Performance Tuning

Overview

Sockudo is designed for high-performance real-time communication. This guide covers configuration options and best practices for tuning Sockudo to handle high concurrent connection loads efficiently.
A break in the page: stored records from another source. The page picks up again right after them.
PR #287, opened 2023-05-18
ci: publish workflow uses draft tag id and finalizes release

gord5500:
### Why

Creating a drafted release doesn't set the tag as what our input is. It's of some format untagged-xxxxxxxxxx . So we need to extract that value from when we create the release and then pass that to remaining steps when uploading.

Also need a new step for removing the draft flag once all the builds have been uploaded.
We're adding a new input for the dispatch called `prerelease`. This will set the created release as a prerelease so we can test the entire workflow without updating the `latest` release tag

### DIFF
--- a/.github/workflows/publish.yml
+++ b/.github/workflows/publish.yml
@@ -122,7 +122,7 @@ jobs:
   publish_release:
     needs: [create_release, build, build_docker]
     if: |
-      ${{ !failure() && github.event_name == 'workflow_dispatch' && github.event.inputs.dry_run == 'false' }}
+      ${{ !failure() && github.event_name == 'workflow_dispatch' && github.event.inputs.dry_run == false }}
     runs-on: ubuntu-latest
     timeout-minutes: 5
     env:
--- a/.github/workflows/publish.yml
+++ b/.github/workflows/publish.yml
@@ -11,23 +11,28 @@ on:
     paths:
       - "src/**"
       - ".github/workflows/publish.yml"
-  repository_dispatch:
-    types: [create-release]
-    client_payload:
+  workflow_dispatch:
+    inputs:
       release_tag:
         required: true
+        description: 'Tag for the new release'
 
 jobs:
   create_release:
-    if: github.event_name == 'repository_dispatch'
+    if: github.event_name == 'workflow_dispatch'
     runs-on: ubuntu-latest
+    outputs:
+      release_id: ${{ steps.create.outputs.release_id }}
     steps:
       - name: Create release
         env:
           RELEASE_TAG: ${{ github.event.client_payload.release_tag }}
           GH_TOKEN: ${{ github.token }}
+        shell: pwsh
         run: |
-          gh release create "$RELEASE_TAG" --draft --generate-notes --title "Release $RELEASE_TAG"
+          $releaseUrl = gh release create "$RELEASE_TAG" --draft --generate-notes --title "Release $RELEASE_TAG"
+          $releaseId = $releaseUrl -split '/' | Select-Object -Last 1
+          Write-Output "::set-output name=release_id::$releaseId"
 
   build:
     needs: create_release
@@ -54,10 +59,10 @@ jobs:
         run: |
           dotnet publish -r $env:PLATFORM-x64 -c Release -o build
       - name: upload build
-        if: github.event_name == 'repository_dispatch'
+        if: github.event_name == 'workflow_dispatch'
         shell: pwsh
         env:
-          RELEASE_TAG: ${{ github.event.client_payload.release_tag }}
+          RELEASE_TAG: ${{ needs.create_release.outputs.release_id }}
           PLATFORM: ${{ matrix.platform }}
           FILE_NAME: ${{ matrix.file_name }}
           GH_TOKEN: ${{ github.token }}
@@ -96,10 +101,10 @@ jobs:
         run: |
           docker buildx build -f $env:DOCKERFILE -o build .
       - name: upload build
-        if: github.event_name == 'repository_dispatch'
+        if: github.event_name == 'workflow_dispatch'
         shell: bash
         env:
-          RELEASE_TAG: ${{ github.event.client_payload.release_tag }}
+          RELEASE_TAG: ${{ needs.create_release.outputs.release_id }}
           PLATFORM: ${{ matrix.platform }}
           GH_TOKEN: ${{ github.token }}
         working-directory: build
--- a/.github/workflows/publish.yml
+++ b/.github/workflows/publish.yml
@@ -31,6 +31,7 @@ jobs:
       release_id: ${{ steps.create.outputs.release_id }}
     steps:
       - name: Create release
+        id: create
         env:
           RELEASE_TAG: ${{ github.event.client_payload.release_tag }}
           PRERELEASE: ${{ github.events.input.prerelease }}
--- a/.github/workflows/publish.yml
+++ b/.github/workflows/publish.yml
@@ -16,6 +16,12 @@ on:
       release_tag:
         required: true
         description: 'Tag for the new release'
+    dry_run:
+      description: 'If true, the draft release will not be finalized'
+      type: boolean
+      required: true
+      default: false
+
 
 jobs:
   create_release:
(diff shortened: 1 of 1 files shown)


.github/workflows/publish.yml
```diff
@@ -11,23 +11,34 @@ on:
...
+      release_id: ${{ steps.create.outputs.release_id }}
     steps:
       - name: Create release
         env:
           RELEASE_TAG: ${{ github.event.client_payload.release_tag }}
           GH_TOKEN: ${{ github.token }}
+        shell: pwsh
         run: |
-          gh release create "$RELEASE_TAG" --draft --generate-notes --title "Release $RELEASE_TAG"
+          $releaseUrl = gh release create "$RELEASE_TAG" --draft --generate-notes --title "Release $RELEASE_TAG"
```
cfbao, line 39: this is PowerShell
```suggestion
          $releaseUrl = gh release create "$env:RELEASE_TAG" --draft --generate-notes --title "Release $RELEASE_TAG"
```

also could be nice to check the exit code
```suggestion
          $releaseUrl = gh release create "$env:RELEASE_TAG" --draft --generate-notes --title "Release $RELEASE_TAG"
          if ( $LASTEXITCODE -ne 0 ) { throw "Failed to create draft release" }
```
PowerShell's failfast mode doesn't automatically check exist code from external executables (unlike bash).

.github/workflows/publish.yml
```diff
@@ -96,14 +107,29 @@ jobs:
...
+      ${{ github.event_name == 'workflow_dispatch' && github.event.inputs.dry_run == false }}
+    runs-on: ubuntu-latest
+    timeout-minutes: 5
+    env:
+      RELEASE_TAG: ${{ needs.create_release.outputs.release_id }}
+      GH_TOKEN: ${{ github.token }}
+    steps:
+      - name: finalize release
+        run: |
+          # gh release edit "$env:RELEASE_ID" --draft=false
```
cfbao, line 134: not powershell (I know this is commented out for now)
```suggestion
          # gh release edit "$RELEASE_ID" --draft=false
```

cfbao:
also good to include:
if we're a making a release (not a prerelease or a draft-only release), restrict the workflow/jobs to only the main branch

gord5500:
> 

I like this idea. I'll look into prereleases

.github/workflows/publish.yml
```diff
@@ -11,23 +11,34 @@ on:
...
       - name: Create release
         env:
           RELEASE_TAG: ${{ github.event.client_payload.release_tag }}
           GH_TOKEN: ${{ github.token }}
+        shell: pwsh
         run: |
-          gh release create "$RELEASE_TAG" --draft --generate-notes --title "Release $RELEASE_TAG"
+          $releaseUrl = gh release create "$RELEASE_TAG" --draft --generate-notes --title "Release $RELEASE_TAG"
+          $releaseId = $releaseUrl -split '/' | Select-Object -Last 1
+          Write-Output "::set-output name=release_id::$releaseId"
```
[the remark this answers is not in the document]
gord5500: Huh funny I got that from the github docs. Maybe I was on an outdated page

.github/workflows/publish.yml
gord5500: Oops sorry about those. I think everything has the right syntax now

.github/workflows/publish.yml
```diff
@@ -11,23 +11,38 @@ on:
...
       - name: Create release
         env:
           RELEASE_TAG: ${{ github.event.client_payload.release_tag }}
+          PRERELEASE: ${{ github.events.input.prerelease }}
           GH_TOKEN: ${{ github.token }}
+        shell: pwsh
         run: |
-          gh release create "$RELEASE_TAG" --draft --generate-notes --title "Release $RELEASE_TAG"
+          $prereleaseFlag = if ($env:PRERELEASE -eq $true) { '--prerelease' } else { '' }
+          $releaseUrl = gh release create "$env:RELEASE_TAG" $prereleaseFlag --draft --generate-notes --title "Release $env:RELEASE_TAG"
```
cfbao, line 41: This won't work as you expected. When you pass an empty string to a program on the command line, it's still recognized as an extra argument, which will usually mess up argument passing (when you really want the program to ignore the argument).

PowerShell has some hacks though:
```suggestion
          $prereleaseFlag = if ($env:PRERELEASE -eq $true) { '--prerelease' } else { '' }
          $releaseUrl = gh release create "$env:RELEASE_TAG" @prereleaseFlag --draft --generate-notes --title "Release $env:RELEASE_TAG"
```
`@variable` split the variable into separate arguments and pass them into the program. It's really meant for use with arrays and hash maps, but it can also work for strings because of weak typing. When `$variable` is empty, `@variable` becomes an empty array i.e. no argument at all.
See docs on splatting: https://learn.microsoft.com/en-us/powershell/module/microsoft.powershell.core/about/about_splatting

To do this properly though, best to construct dynamic arguments as an array rather than a string.
Also, GitHub Actions inputs and environment variables are all ultimately strings. `-eq $true` kinda works because PowerShell has weak typing, but still best to use `-eq 'true'`
```suggestion
          $prereleaseFlag = if ($env:PRERELEASE -eq 'true') { @('--prerelease') } else { @() }
          $releaseUrl = gh release create "$env:RELEASE_TAG" @prereleaseFlag --draft --generate-notes --title "Release $env:RELEASE_TAG"
```

.github/workflows/publish.yml
```diff
@@ -11,23 +11,38 @@ on:
...
+      description: 'If true, the release will be set as a prerelease and not impact the latest tag'
+      type: boolean
+      required: true
+      default: false
+
 
 jobs:
   create_release:
-    if: github.event_name == 'repository_dispatch'
+    if: github.event_name == 'workflow_dispatch' && github.ref == 'refs/heads/main'
```
cfbao, line 28: how about
```suggestion
    if: github.event_name == 'workflow_dispatch' && (github.ref == 'refs/heads/main' || github.events.input.prerelease == 'true')
```

seems fine to create prereleases even when it's not main
(`== 'true'` is needed because all GitHub Actions inputs are ultimately just strings)

.github/workflows/publish.yml
```diff
@@ -96,14 +111,29 @@ jobs:
...
         working-directory: build
         run: |
           chmod +x "bmx"
           tar -czvf "bmx-$PLATFORM.tar.gz" "bmx"
           gh release upload "$RELEASE_TAG" "bmx-$PLATFORM.tar.gz"
+
+  publish_release:
+    needs: [create_release, build, build_docker]
+    if: |
+      github.event_name == 'workflow_dispatch' && github.ref == 'refs/heads/main'
```
cfbao, line 129: if `create_release` already has the correct conditions, we can omit it here
```suggestion
```

.github/workflows/publish.yml
gord5500: Hey this is a cool trick. I've looked at the docs and tried this in my own powershell and can't get it working. 

Using `$a = if ($PRERELEASE -eq 'true') { @('--prerelease') } else { @() }` I get an error `The error message is: CreateFile -: The system cannot find the file specified.` which makes me think for some reason the github command thinks that argument is a file path? 

The weird thing though is if I do `$a = @('--prerelease')` that works fine and creates the release. I'm confused that somehow the if statement is causing a problem for the github command. 

The line I'm using to try creating a release is ` $releaseUrl = gh release create "vtest" --draft @a`

gord5500: I tried using a hashtable to get around this but then the formatting is bad `bad flag syntax: --prerelease:True`

gord5500: Thought I could do some flashy line but maybe it's just easier if I do a standard if else block to check the value of `$env:PRERELEASE`

.github/workflows/publish.yml
gord5500: Yea you're right this will help with testing too

.github/workflows/publish.yml
gord5500: Good point on that

.github/workflows/publish.yml
cfbao: yeah regular if else block please

gord5500: 🤝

Connection Pool Optimization

Database Connection Pools

Connection pooling is critical for production deployments using external databases. Environment Variables:

# Global pooling settings (applies to all SQL backends)
DATABASE_POOLING_ENABLED=true
DATABASE_POOL_MIN=2
DATABASE_POOL_MAX=10

# MySQL-specific overrides (takes precedence when set)
DATABASE_MYSQL_POOL_MIN=4
DATABASE_MYSQL_POOL_MAX=32

# PostgreSQL-specific overrides
DATABASE_POSTGRES_POOL_MIN=2
DATABASE_POSTGRES_POOL_MAX=16

Configuration File:

{
  "database": {
    "pooling_enabled": true,
    "pool_min": 2,
    "pool_max": 10
  }
}

DynamoDB uses the AWS SDK client which manages its own connection behavior. Pool settings do not apply to DynamoDB.

Redis Connection Pools

# Redis connection pool size
REDIS_CONNECTION_POOL_SIZE=10

Recommended Pool Sizes by Deployment Size:

Deployment Size	Database Pool Max	Redis Pool Size
Small (1-1K connections)	5-10	5
Medium (1K-10K connections)	10-20	10
Large (10K-50K connections)	20-40	20
Extra Large (50K+ connections)	40-100	50

WebSocket Buffer Configuration

Sockudo uses bounded buffers to protect against slow consumers that can’t keep up with message delivery.

Buffer Limit Modes

Mode 1: Message Count Only (Default - Fastest)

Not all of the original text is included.